Applications of nonstandard analysis in differentrial game theory

Abstract

In this study we look at optimal control theory and differential game theory. In the control section, to illustrate some of the nonstandard methods which we will be using, we give existence and uniqueness proofs for standard and Loeb measurable controls. The standard existence is a well-known result, the proof we give is is due to Keisler; this proof was given by him in previously unpublished lecture notes at the University of Wisconsin ([27]). The uniqueness proof is a simple application of Gronwall's Lemma ([31]).

We then show that there is always an optimal Loeb control even in situations where there is no optimal Lebesgue control. Using this result we are then able to show the well known result that there is always a standard optimal relaxed control.

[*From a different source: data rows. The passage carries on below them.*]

PR #6417, opened 2024-09-20
fix: OPTIC-1125: Label config preview always showing a step behind when making updates

bmartel:

_(check all that apply)_
- [ ] Product design
- [ ] Backend (Database)
- [ ] Backend (API)
- [X] Frontend

The change originally made to fix an issue with taxonomy loading after updating the Label Config made it such that the preview was always a step behind changes that were made by the user. This addresses this by moving all the associated logic of updating and initializing to the same useEffect.

The following now occurs:

- Only a single initialization takes place for the preview
- Updates apply consistently on change of either config or task data.
- Only a single destroy will take place when the preview unmounts (important fix to the original issue!)

_(check only one)_
- [X] No

_(check all that apply)_
- [ ] e2e
- [ ] integration
- [ ] unit

Label Config Preview


web/apps/labelstudio/src/pages/CreateProject/Config/Preview.jsx
```diff
@@ -9,15 +9,21 @@ import { useAPI } from "../../../providers/ApiProvider";
...
+let dependencies;
+const loadDependencies = async () => {
+  if (!dependencies) {
+    dependencies = import("@humansignal/editor");
+  }
+  return dependencies;
+};
 
 export const Preview = ({ config, data, error, loading, project }) => {
+  loadDependencies();
```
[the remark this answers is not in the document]
bmartel: @ellipsis-dev This is explicitly addressed at the module level to ensure we are loading this as early as the first render of the component. We purposely are making a check to ensure this only resolves once, and the same promise is awaited in a useEffect as well so this is inaccurate.

hlomzik, line 24: this way of calling it doesn't feel correct... besides of the comment from ellipsis it's also called synchronously.
or I'm just lacking some knowledge of dynamic `import()`. if you call it repeatedly and in parallel would the module be imported only once and the same instance will be returned in different places?

bmartel: >if you call it repeatedly and in parallel would the module be imported only once and the same instance will be returned in different places?

Technically there is no parallel capability but the dynamic import will happen only once, right on the first render cycle of the component. That starts the async load, which then is awaited in the useEffect to ensure it completes. It all references the same promise, and only assigns it once.

This is basically the loader pattern introduced with React 18, and Suspense, but without all that jazz.

bmartel: As mentioned in DM, we can go with a different approach if you are feeling this is not resonating.

bmartel: As discussed, added a comment here about what this is doing.

hlomzik (approved):

web/apps/labelstudio/src/pages/CreateProject/Config/Preview.jsx
```diff
@@ -53,12 +62,14 @@ export const Preview = ({ config, data, error, loading, project }) => {
   }, [config]);
 
   const initLabelStudio = useCallback(async (config, task) => {
-    if (!task.data) return;
+    // wait for dependencies to load, the promise is resolved only once
+    // and is started when the component is mounted for the first time
+    await loadDependencies();
 
-    await resolvingEditor;
+    if (lsf.current || !task.data) return;
```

In the games section, by using nonstandard analysis we show that, under certain circumstances, we have the existence of value for two player, zero-sum differential games played over the unit time interval. We follow the work of Elliott and Kalton and, as they did, we show that if the Isaacs condition holds then the game has value in the sense of Friedman. Over the relaxed controls the Isaacs condition is always satisfied and so there is always value for relaxed controls. Like Elliott and Kalton, we do not need Friedman's hypothesis that the variables appear separated in the dynamics and payoff. By using nonstandard methods we are, unlike Elliott and Kalton, able to show these results without using the Isaacs-Bellman equation, other than to explain what the Isaacs condition is. We also find it unnecessary to impose as many restrictions on the functions as Elliott and Kalton.